2 to 3 power cleans move enough ink through clean lines to fully refresh the entire ink system. However if there are clogs anywhere, more ink will flow through the clean lines and less through the clogged lines you actually want ink moved through. This is why I highly suggest a manual full system clean, especially if you’re missing an entire channel that does not reappear regardless of cleaning cycle.

Hopefully this is useful to people. Let me know if I got anything wrong!

Bonus image showing nasty valve 1

Replaced Epson 3800 Ink System Assembly still have blocked magenta

Everything you state is correct (and will most likely provide a great resource to those here and on the internet! Bravo!) except for one correction and one addition.

Correction: During all cleanings (CL1 through CL4) there are no nozzles that fire. Everything is done by the pressure system and ink vacuum of the cleaning assembly. Only during SSCL (SuperSonic Cleaning which is available on some but not all epson printers) do the nozzles fire.
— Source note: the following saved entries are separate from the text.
PR #1288, opened 2021-02-16
document scaling clustersync controller

twiest:
/assign @gregsheremeta 
/cc @dgoodwin

### DIFF
--- a/docs/using-hive.md
+++ b/docs/using-hive.md
@@ -29,6 +29,7 @@
   - [Managed DNS](#managed-dns-1)
   - [Configuration Management](#configuration-management)
     - [SyncSet](#syncset)
+    - [Scaling ClusterSync](#scaling-clustersync)
     - [Identity Provider Management](#identity-provider-management)
   - [Cluster Deprovisioning](#cluster-deprovisioning)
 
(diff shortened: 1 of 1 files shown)


docs/using-hive.md
```diff
@@ -780,6 +781,22 @@ Hive offers two CRDs for applying configuration in a cluster once it is installe
 
 For more information please see the [SyncSet](syncset.md) documentation.
 
+### Scaling ClusterSync
+The clustersync controller manages SyncSets. By default there is only a single clustersync controller running. The clustersync controller is designed to scale horizontally, so increasing the number of clustersync controller replicas will scale the number of clusters applying syncsets simultaneously.
```
gregsheremeta, line 785: > scale the number of clusters applying syncsets simultaneously

you mean "pods" applying?

twiest: I actually did mean clusters as each pod is assigned to specific clusters.

But clearly this isn't explained well. Any ideas how to explain this better?

Maybe this is going down into the implementation too much? Should I make it more vague?

gregsheremeta: Ah. Suggest something like:
`The clustersync controller is designed to scale horizontally, so increasing the number of clustersync controller replicas will scale the number of clustersync pods running, thereby increasing the number of simultaneous clusters getting syncsets applied to them`

twiest:
@gregsheremeta I believe I've addressed your feedback. PTAL.

PR #1289, opened 2021-02-16
add controllersConfig section to template hiveconfig

gregsheremeta:
add controllersConfig section to template hiveconfig so the OSD pipeline can clustersync replicas to 3

/assign @twiest 
/cc @dgoodwin


gregsheremeta:
this doesn't need to wait for tests. Forcing.

PR #1292, opened 2021-02-18
Move hive apis to a go submodule

abhinavdahiya:
- [x] move apis to go submodule
- [x] make sure build works
- [x] make sure tests work
- [x] update makefile targets to make sure testing includes submodules
- [x] provide some documentation on how the developer workflow will be affected and gotchas

#### why move apis to /apis vs /pkg/apis

based on the [doc][1] converting a pre-existing packge in a published module to a separate  submodule requires these steps,
1. add dependency in the submodule to root module that doesn't have the package in root module
2. publish the modules
This would defeat the purpose of moving to submodule as we want to reduce the dependencies in apis module for assisted-installer folks.
Therefore, it is better to move apis from pkg/apis to apis and creating a new module.

#### why is there a vendor directory in apis/vendor

OpenShift CI currently forces all go commands to use `-mod=vendor`. To support codegen using the apis submodule we need the submodule to have it's own vendor directory so that commands like `go list` do not try and fetch the dependencies.

#### can the vendor in apis submodule change what is used at build time

NO,  based on vendoring with go modules as documented in [doc][2], 

```
Unlike vendoring in GOPATH, the go command ignores vendor directories in locations other than the main module's root directory.
```

Only the requirements set in root module's go.mod and vendor/ directory control the versions of all the lib used to build the artifacts from the root module.

[1]: https://github.com/golang/go/wiki/Modules#is-it-possible-to-add-a-module-to-a-multi-module-repository
[2]: https://golang.org/ref/mod#vendoring


abhinavdahiya:
> https://golang.org/ref/mod#vendoring
```
Unlike vendoring in GOPATH, the go command ignores vendor directories in locations other than the main module's root directory.
```

the vendor directory in ./apis/ seems to be used only when running unit tests and govet in that sub module, the actual build of hive binaries will use the vendor at the root.

abhinavdahiya:
Another thing to be careful is https://github.com/golang/tools/blob/master/gopls/doc/workspace.md
gopls doesn't support yet multi modules, there is provided workaround where you can open ./apis/ folder separately in VSCode workspace for gopls to work correctly.

dgoodwin:
Where do we stand with your comment about callers still having to fight with the inherited replaces flowing all the way through installer/hive etc? Do they still need those of can this new sub-module be vendored simply and cleanly?

dgoodwin:
Spoke with Abhinav yesterday, this PR should take care of the problem with carrying over replaces from installer and hive etc.

@carbonin @filanov @avishayt can you take a look at this branch and maybe test out the vendoring? We're not 100% sure this is the direction we should go vs breaking out an entirely separate repo, but it's looking more promising than it was.

abhinavdahiya:
/assign @dgoodwin 

Updated the docs for developing to cover any changes to dev workflow with submodules. PTAL.

docs/developing.md
```diff
@@ -309,6 +362,24 @@ To recreate *_vendor_* directory, you can run the following command:
...
+These submodules define their own dependencies, most commonly from the Kubernetes ecosystem. All build artifacts are
+generated from the `root` module and therefore the version of all dependencies used is defined by the `go.mod` in the
+root module, but making sure the dependecies of the all the submodules match the root modules help reduce divergence
+and dependencies pain.
+
+So whenever the root module updates the Kubernetes ecosystem dependencies,
+
+1. Update the submodules to use the desired version of the Kubernetes ecosystem.
+
+2. Update the root mosdule dependencies to the desired version of the Kubernetes ecosystem.
```
dgoodwin, line 381: module

docs/developing.md
```diff
@@ -280,6 +284,55 @@ NOTE: The cluster name and domain used to create the certificate must match the
...
+A separate `github.com/openshift/hive/apis` submodule allows other repositories to easily import the Hive APIs without
+having to deal with the complex vendoring introduced by dependencies of Hive controllers like the OpenShift Installer.
+
+Since Hive module `github.com/openshift/hive` or `root` module uses vendor directory for all it's dependencies, **ANY**
+change in `github.com/openshift/hive/apis` module requires updating the dependency in the `root` module for change to
+take effect.
+
+Therefore, these steps must be followed when updating the Hive APIs,
+
+1. Make necessary modifications to `github.com/openshift/hive/apis`.
```
dgoodwin, line 311: I tested the previous workflow with a make update, and was pleased to see the CRD yaml gets updated as before. would it be feasible to hook up an update of this specific dependency into make update such that it's done automatically if we follow this workflow normally?

Really nice to see that make verify also catches that I did not revendor.

filanov:
> Spoke with Abhinav yesterday, this PR should take care of the problem with carrying over replaces from installer and hive etc.
> 
> @carbonin @filanov @avishayt can you take a look at this branch and maybe test out the vendoring? We're not 100% sure this is the direction we should go vs breaking out an entirely separate repo, but it's looking more promising than it was.

I managed to build with https://github.com/filanov/assisted-service/tree/hive-sub-mod 
```
github.com/openshift/hive/apis => github.com/abhinavdahiya/hive/apis v0.0.0-20210224202622-c595fe32f24e
```
Had to change some paths but compilation passed.

docs/developing.md
abhinavdahiya: > would it be feasible to hook up an update of this specific dependency into make update such that it's done automatically if we follow this workflow normally?

@dgoodwin so when someone runs `make update`, we want the apis submodule updated in vendor ? Or some lite version of the vendor update?

abhinavdahiya: > I tested the previous workflow with a make update, and was pleased to see the CRD yaml gets updated as before. 

@dgoodwin i'm hoping this meant when you updated something in apis/ and ran `make update` the crds were updated like it did before the submodules?

dgoodwin: > > I tested the previous workflow with a make update, and was pleased to see the CRD yaml gets updated as before.
> 
> @dgoodwin i'm hoping this meant when you updated something in apis/ and ran `make update` the crds were updated like it did before the submodules?

Yes exactly, it works just like before which is awesome.

Regarding make update, I think just updating the apis submodule in main vendor dir would be ideal ,if it's possible, less likely to pull in unexpected things.

abhinavdahiya: > > > I tested the previous workflow with a make update, and was pleased to see the CRD yaml gets updated as before.
> > 
> > 
> > @dgoodwin i'm hoping this meant when you updated something in apis/ and ran `make update` the crds were updated like it did before the submodules?
> 
> Yes exactly, it works just like before which is awesome.
> 
> Regarding make update, I think just updating the apis submodule in main vendor dir would be ideal ,if it's possible, less likely to pull in unexpected things.

@dgoodwin overstepping the function of `go mod vendor` to make sure the vendor dir has the right contents seems like a bad idea to me. 

i could try adding a dependency on make update to check if there is diff in go submodule and run make vendor to update..

dgoodwin:
Tests are clear so lets merge once master opens and iterate if needed.

/lgtm

dgoodwin:
cc @igoihman @jewzaam @mwoodson @jharrington22 when this merges, there will now be a hive api submodule you can vendor without picking up all of hive and it's subsequent dependencies.

RiRa12621:
@dgoodwin this seems to have some undesired side effects 

```
$ go mod tidy
go: github.com/openshift/hive@v1.1.2 requires
        github.com/openshift/hive/apis@v0.0.0: reading github.com/openshift/hive/apis/apis/go.mod at revision apis/v0.0.0: unknown revision apis/v0.0.0
```

dgoodwin:
Can you show us what you've got in your go.mod?

PR #2504, opened 2024-10-31
Don't generate long-lived token for hiveadmission on OpenShift

2uasimojo:
HIVE-2219 / [https://github.com/openshift/hive/pull/2012](#2012) / 7f27836e started injecting a hiveadmission-sa-token Secret into the targetNamespace because k8s, which used to create it automatically, stopped doing so in 1.24. In OpenShift, this Secret was/is unnecessary, but for simplicity we did not differentiate.

Apparently this long-lived token is not desirable in OpenShift, so we're moving its deployment to a non-OpenShift-only code path.

Once this commit is deployed in your OpenShift environment, you should be able to delete the Secret and it will not be restored.

ACM-14645


jstuever (approved):
/lgtm

PR #2506, opened 2024-11-04
Azure: Pass BaseDomainResourceGroupName to destroyer

2uasimojo:
If an Azure spoke was provisioned with a custom
BaseDomainResourceGroupName, DNS records were being leaked when destroying because we weren't passing that information through to the deprovisioner.

This change adds a new API field,
ClusterDeployment.Spec.ClusterMetadata.Platform.Azure.BaseDomainResourceGroupName (and a corresponding passthrough field in the ClusterDeprovision API). When set, we will pass this value through to the deprovisioner.

*It is the user's responsibility to set this field to the same value as in the install-config.yaml.* We will not try to validate or sync the two. This is because we have no reliable way to discover the value from a running cluster.

HIVE-2651


2uasimojo:
I just discovered that the BaseDomainResourceGroupName is not only already [extant](https://github.com/openshift/hive/blob/011916b2246abcb8bbd11a6b590acaff0de000c8/vendor/github.com/openshift/hive/apis/hive/v1/azure/platform.go#L20) in the API, it is [required](https://github.com/openshift/hive/blob/16b131d1a6445060298ae6ffa8dc09b62da3c5ef/pkg/validating-webhooks/hive/v1/clusterdeployment_validating_admission_hook.go#L472-L473). So this PR is doing far more than it needs to do. Will start over...

pkg/controller/clusterdeployment/clusterdeployment_controller_test.go
```diff
@@ -3394,6 +3400,7 @@ platform:
 	}
 
 	for _, test := range tests {
+		if test.name != "Get Azure ResourceGroupName and BaseDomainResourceGroupName from provision metadata" {continue}
```
2uasimojo, line 3403: x

2uasimojo:
Closing in favor of #2507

This SSCL cleaning is problematic if you have particulate in the head during an SSCL cleaning (which is often when people try to do that very cleaning) because the particulates can short the nozzles at that stage. If particulate matter is a problem, this is where the special surfactants in PiezoFlush help to actually soften these particles and allow them to pass through the print-head without damaging its parts.
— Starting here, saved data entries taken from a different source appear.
PR #2512, opened 2024-11-08
HIVE-2656: Various fixes related to hive developer experience (dx)

dlom:
`.gitignore`: add venv so I stop accidentally adding it with `git add hack/`

`hack/*.sh`: use `oc` instead of `kubectl`

`Makefile`: add target for using podman to push to registry (local registry running in podman has no security setup, hence ignore TLS)

/assign @2uasimojo 

card: [HIVE-2656](https://issues.redhat.com//browse/HIVE-2656)

### DIFF
--- a/.gitignore
+++ b/.gitignore
@@ -7,6 +7,7 @@
 bin/**
 **/__debug_bin
 **/__pycache__
+**/venv
 
 # Test binary, build with `go test -c`
 *.test
--- a/Makefile
+++ b/Makefile
@@ -317,6 +317,10 @@ buildah-dev-build:
 podman-dev-build:
 	podman build --tag ${IMG} $(GOCACHE_VOL_ARG) -f ./Dockerfile .
 
+.PHONY: podman-dev-push
+podman-dev-push: podman-dev-build
+	podman push --tls-verify=false ${IMG}
+
 # Build and push the dev image with buildah
 .PHONY: buildah-dev-push
 buildah-dev-push: buildah-dev-build
--- a/hack/create-service-account-secrets.sh
+++ b/hack/create-service-account-secrets.sh
@@ -5,7 +5,7 @@
 # - hiveadmission
 # - hive-controllers
 #
-cat <<EOF | kubectl apply -f -
+cat <<EOF | oc apply -f -
 apiVersion: v1
 kind: List
 items:
--- a/hack/hiveadmission-dev-cert.sh
+++ b/hack/hiveadmission-dev-cert.sh
@@ -24,7 +24,7 @@ cat <<EOF | cfssl genkey - | cfssljson -bare server
 }
 EOF
 
-cat <<EOF | kubectl apply -f -
+cat <<EOF | oc apply -f -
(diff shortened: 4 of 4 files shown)


dlom:
/retitle HIVE-2656: Various fixes related to hive developer experience (dx)

Makefile
```diff
@@ -317,6 +317,10 @@ buildah-dev-build:
 podman-dev-build:
 	podman build --tag ${IMG} $(GOCACHE_VOL_ARG) -f ./Dockerfile .
 
+.PHONY: podman-dev-push
+podman-dev-push: podman-dev-build
+	podman push --tls-verify=false ${IMG}
```
2uasimojo, line 322: Definitely +1 to having this target.

I don't think we should turn off TLS by default though. Other options:
- Make a `PODMAN_PUSH_FLAGS` var so you can `make PODMAN_PUSH_FLAGS=--tls-verify=false podman-dev-push` when your registry is "insecure" (or whatever).
- Configure your personal insecure registries per the man page:

> If not specified, TLS verification is used unless the target registry is listed as an insecure registry in containers-registries.conf(5)

.gitignore
```diff
@@ -7,6 +7,7 @@
 bin/**
 **/__debug_bin
 **/__pycache__
+**/venv
```
2uasimojo, line 10: I don't hate this, but it assumes everyone uses the same name for their python venv as you.

You can set up personal gitignores in several ways. For example, my ~/.gitconfig contains:

```
[core]
	excludesfile = /home/efried/.gitignore
```

...and that file contains:

```
.vscode/
*.orig
.sw[a-p]
.*.sw[a-p]
```

(The idea being that not everyone necessarily uses vscode -- though I see we've got that in here on L33 -- or vim.)

hack/create-service-account-secrets.sh
```diff
@@ -5,7 +5,7 @@
 # - hiveadmission
 # - hive-controllers
 #
-cat <<EOF | kubectl apply -f -
+cat <<EOF | oc apply -f -
```
2uasimojo, line 8: -1

This script is explicitly for folks setting up hive on non-openshifts.

And most of the time, people have them (sym)linked to each other anyway.

```
efried@efried-thinkpadp16vgen1:~/go/src/github.com/openshift/hive$ ll -i ~/bin/oc ~/bin/kubectl
2567104 -rwxr-xr-x. 2 efried efried 160441224 Jul 18 16:42 /home/efried/bin/kubectl*
2567104 -rwxr-xr-x. 2 efried efried 160441224 Jul 18 16:42 /home/efried/bin/oc*
```

hack/hiveadmission-dev-cert.sh
```diff
@@ -24,7 +24,7 @@ cat <<EOF | cfssl genkey - | cfssljson -bare server
 }
 EOF
 
-cat <<EOF | kubectl apply -f -
+cat <<EOF | oc apply -f -
```
2uasimojo, line 27: ditto (and below)

PR #2513, opened 2024-11-08
hive-controllers: configurable Resources

2uasimojo:
Prior to this change,
HiveConfig.Spec.ControllersConfig.Default.Resources was ignored. Now it is used to *replace* the default Resources for the hive-controllers Deployment (the one that runs all the controllers not sharded out into StatefulSets).

A quirk of the implementation is that, if you specify this field, you don't get the default values at all, even if you don't specify those values in your customization. For example, with Default.Resources omitted, you get:

```yaml
resources:
  requests:
    cpu: 50m
    memory: 512Mi
```

But if your HiveConfig says:

```yaml
resources:
  requests:
    cpu: 100m
    # memory not specified!
```

you get exactly that; you do *not* get:

```yaml
resources:
  requests:
    cpu: 100m
    memory: 512Mi
```

[HIVE-2650](https://issues.redhat.com//browse/HIVE-2650)

### DIFF
--- a/apis/hive/v1/hiveconfig_types.go
+++ b/apis/hive/v1/hiveconfig_types.go
@@ -605,8 +605,6 @@ type ControllerConfig struct {
 	// +optional
 	Replicas *int32 `json:"replicas,omitempty"`
 	// Resources describes the compute resource requirements of the controller container.
-	// This is ONLY for controllers that have been split out into their own pods.
-	// This is ignored for all others.
 	// +optional
 	Resources *corev1.ResourceRequirements `json:"resources,omitempty"`
 }
@@ -680,6 +678,8 @@ type ControllersConfig struct {
 	// default for client burst is 10
 	// default for queue qps is 10
 	// default for queue burst is 100
+	// default resource requests are 50m CPU, 512Mi memory
+	// There are no resource limits by default
 	// +optional
 	Default *ControllerConfig `json:"default,omitempty"`
 	// Controllers contains a list of configurations for different controllers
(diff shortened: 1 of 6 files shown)


apis/hive/v1/hiveconfig_types.go
```diff
@@ -605,8 +605,6 @@ type ControllerConfig struct {
 	// +optional
 	Replicas *int32 `json:"replicas,omitempty"`
 	// Resources describes the compute resource requirements of the controller container.
-	// This is ONLY for controllers that have been split out into their own pods.
-	// This is ignored for all others.
```
dlom, line 609: Is this no longer true?

2uasimojo: nope

pkg/util/scheme/scheme.go
```diff
@@ -78,3 +78,33 @@ func init() {
...
+//		nestedVal = *localObj.Some.Nested.Field.With.Pointers
+//	}
+//
+// Note: This will return the result of fallback() on *any* panic of accessor(). So while it's
+// intended to trap nil pointer dereferences in nested fields, it could be (ab)used for other
+// purposes.
+//
+// Why is this in the scheme package? Because generally you want to use it to access a nested
+// field in a scheme-based kube object :shrug:
+func SafeGetNestedField[T any](accessor func() T, fallback T) (ret T) {
```
dlom, line 106: Maybe this can also be used here? https://github.com/openshift/hive/blob/00f84cc1aaf6e0068588013c4b57dcddeaf420af/pkg/controller/utils/clusterdeployment.go#L90

2uasimojo: Yeah; and all the places we have the annoying nil check conditional chain pattern.

2uasimojo:
Ahem, this functionality already existed via HiveConfig.Spec.DeploymentConfig.

PR #2516, opened 2024-11-09
BREAKING: make `PatchEntity.ValueJSON` a `string`

2uasimojo:
`PatchEntity.ValueJSON` was introduced via #2498 / 23fc954a7 as type `[]byte` because that seems to be how other components want to accept raw JSON input. What I didn't realize was that, in the context of a k8s type, that means values in that field must be base64-encoded. This results in a poor UX:

```yaml
      patches:
      - op: add
        path: metadata/labels
        valueJSON: eyJlZnJpZWQub3BlbnNoaWZ0LmlvL2ZvbyI6ICJiYXIifQo=
```

This change switches the field to be of type `string` for better readability:

```yaml
      patches:
      - op: add
        path: metadata/labels
        valueJSON: |
          {"efried.openshift.io/foo": "bar"}
```

We aren't concerned about excluding binary inputs since these patches are always destined for textual yaml manifests.

**THIS IS TECHNICALLY A BREAKING CHANGE**

If a consumer happened to take advantage of `ValueJSON` in the small handful of commits since it was introduced, they will have to manually migrate any affected CDCs. We're considering this risk to be minimal, and the impact negligible.

[HIVE-2214](https://issues.redhat.com//browse/HIVE-2214)


2uasimojo:
/override ci/prow/e2e-pool

Actual test succeeded; flaked in post.

:roll_eyes:

2uasimojo:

Addition: Dampers do a few things, as described above:. They are last-resort filters for particulates. They mix ink somewhat. They are pressure equalizers. And finally, they are AIR traps. When tiny air bubbles get into the line, they will stay in the damper and allow a print to be made without nozzle dropout. Over time, the damper may fill entirely with air creating an air lock where the vacuum pressure of the print-head is no longer able to effect the damper to allow ink flow. In this situation (provided all else is fine, like O-rings and damper placement) you only need to do 1 nozzle cleaning and it will suck the air from the damper through the head and re-prime the damper and head with ink. If the damper is full of air and you have a small air input leak (at an o-ring or the cleaning assembly is not making good contact with the head) you may see a full channel drop. A combination of faulty damper assembly design and faulty cleaning assembly design is why the 4900s die so often and is why both units should be replaced together when diagnosing stubborn clogs on that printer. The 38xx printers are a much better design. That said, I can’t overstate enough the importance to replacing dampers regularly and also replacing the O-rings that fit the ink lines into the dampers.

Conclusion: @tjncooke’s post is an incredibly good explanation of how 38xx and P8xx pressurized medium format printers work. The design and system that Epson uses for this model of printer is a miniature version of all the large format pro printers out there (from the 9800 and newer). It’s a shame that the 4900, 5000, and 4800/4880 do not have these pressurization systems.

best regards,
and thank you @tjncooke for the great post!


Thanks for the compliments!

I must disagree with your statement that nozzles are not fired during cleanings. Having watched what the printer does, there is no way it could NOT be firing the nozzles during some sections of the cleaning cycle. If you watch it do a cleaning without the flapping noise, you’ll see it park over the capping station. The high pitched noises occur, then it wipes the print head and then the capping station is pumped dry as it is wet with ink. You can watch this occur, as the print head is no longer over the capping station. Where did the ink come from if it wasn’t ejected? There was no pumping action of the capping station until the last step.

Not having played with a printer with Super Sonic cleaning, I can only assume that Epson runs much more current through the heads than normal cleanings at a frequency above hearing (hence super-sonic). I can imagine this easily overheating the head. The frequency used in non-SS printers are in the audible range which gives more time for heat dissipation. Still I worry about damaging the head if you do too many cleanings all at once, and probably why the cleanings themselves take so long. It’s waiting for the head to cool and ink to soften.